The results of the document suggest that long-term exposure to air pollution increases vulnerability to COVID-19: an increase of 1 µg / m3 of PM2.5 would raise COVID-19 mortality rate by 15%.
The authors of the study cited Manhattan, current epicentre of the pandemic in the United States, as an example. In Manhattan, the PM2.5 values varied from about 7 to 11 µg / m3 in recent years and the reported deaths for COVID-19 until April 4th are 1904.
Researchers calculated that 248 fewer people would have died in the past few weeks if the particle levels kept an average only one unit lower over the past two decades.
But let’s focus on Italy and in particular to the area most affected by COVID-19, the Po Valley.

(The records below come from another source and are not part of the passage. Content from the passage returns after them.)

PR #2937, opened 2019-09-06
Fix: Clear cache and service worker data on reload

### LINKED ISSUE #2928: Force a cache clean and bypass service workers when possible
Windows 8.1
Canary 78 and Chrome 76
Webhint Extension 0.0.7

I'm using the suggested Apache .htaccess configuration, yet this hint is thrown for the webmanifest. It's once again appending the charset to the content-type; reason unknown.

> hint 1: 'content-type' header value should not contain 'charset=utf-8'.
> https://thomasbrodhead.com/favicons/site.20190904080058.webmanifest
> Content-Type: application/manifest+json; charset=utf-8

Is this related to Issue #2927?

molant:
## Pull request checklist

Make sure you:

Explicitly delete the cache and any service worker data before reloading. 

Fix #2928

Bundles for testing:

[chromium 2019-09-09](https://github.com/webhintio/hint/files/3592792/webhint-0.0.7.zip)
[firefox 2019-09-09](https://github.com/webhintio/hint/files/3592794/webhint-0.0.7.zip)

### DIFF
--- a/packages/extension-browser/src/content-script/connector.ts
+++ b/packages/extension-browser/src/content-script/connector.ts
@@ -4,7 +4,7 @@ import { Engine } from 'hint';
 import { getElementByUrl, HTMLDocument, HTMLElement, traverse } from '@hint/utils/dist/src/dom';
 import { createHelpers, restoreReferences } from '@hint/utils/dist/src/dom/snapshot';
 import { DocumentData } from '@hint/utils/dist/src/types/snapshot';
-import { getContentTypeData, getType } from '@hint/utils/dist/src/content-type';
+
 import {
     ConnectorOptionsConfig,
     IConnector,
@@ -15,6 +15,7 @@ import {
 import { browser, document, eval, location, MutationObserver, window } from '../shared/globals';
 import { Events } from '../shared/types';
 import { Fetcher } from './fetcher';
+import { setFetchType } from './set-fetch-type';
 
 export default class WebExtensionConnector implements IConnector {
     private _document: HTMLDocument | undefined;
@@ -124,15 +125,6 @@ export default class WebExtensionConnector implements IConnector {
         }
     }
 
-    private setFetchType(event: FetchEnd): string {
-        const { charset, mediaType } = getContentTypeData(null, event.response.url, event.response.headers, null as any);
-
-        event.response.charset = charset || '';
-        event.response.mediaType = mediaType || '';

In Lombardy, Emilia Romagna, Piedmont and Veneto there are 84.7% of Italy’s total deaths (of the 14860 deaths on April 6th ).
By analyzing the data of the Ministry of Health available on the site of Il Sole 24 Ore, it is possible to draw up a list of the most affected municipalities in terms of contagion.
| Municipality | Total cases | %cases/population |
| Cremona | 4489 | 1,251% |
| Piacenza | 302 | 1,052% |
| Lodi | 2376 | 1,032% |
| Bergamo | 10043 | 0,90% |
| Brescia | 10122 | 0,80% |
| Reggio Emilia | 3505 | 0,66% |
| Mantova | 2277 | 0,55% |
| Parma | 2421 | 0,54% |
| Lecco | 1805 | 0,54% |
| Pavia | 2889 | 0,53% |
| Alessandria | 2081 | 0,49% |
| Verbano C O | 774 | 0,49% |
| Rimini | 1613 | 0,48% |
| Modena | 2867 | 0,41% |
| Vercelli | 693 | 0,41% |
| Milano | 12479 | 0,38% |
| Monza Brianza | 3355 | 0,38% |
| Sondrio | 654 | 0,36% |
| Biella | 621 | 0,35% |
| Padova | 3134 | 0,33% |
| Novara | 1218 | 0,33% |
| Verona | 3049 | 0,33% |
| Torino | 6925 | 0,31% |
| Asti | 655 | 0,31% |
| Belluno | 620 | 0,31% |
| Bologna | 2856 | 0,28% |
| Forlì Cesena | 1081 | 0,27% |
| Como | 1605 | 0,27% |
| Cuneo | 1301 | 0,22% |
| Vicenza | 1885 | 0,22% |
| Treviso | 1906 | 0,22% |
| Venezia | 1751 | 0,21% |
| Ravenna | 751 | 0,19% |
| Varese | 1491 | 0,17% |
| Ferrara | 563 | 0,16% |
| Rovigo | 249 | 0,11% |
Among these, the province most sadly affected, especially for fatal cases, is that of Bergamo. In the city, deaths have almost quadrupled from an average of 110 cases in the years from 2015 to 2019 to 430 in 2020 (from February 24 to March 21).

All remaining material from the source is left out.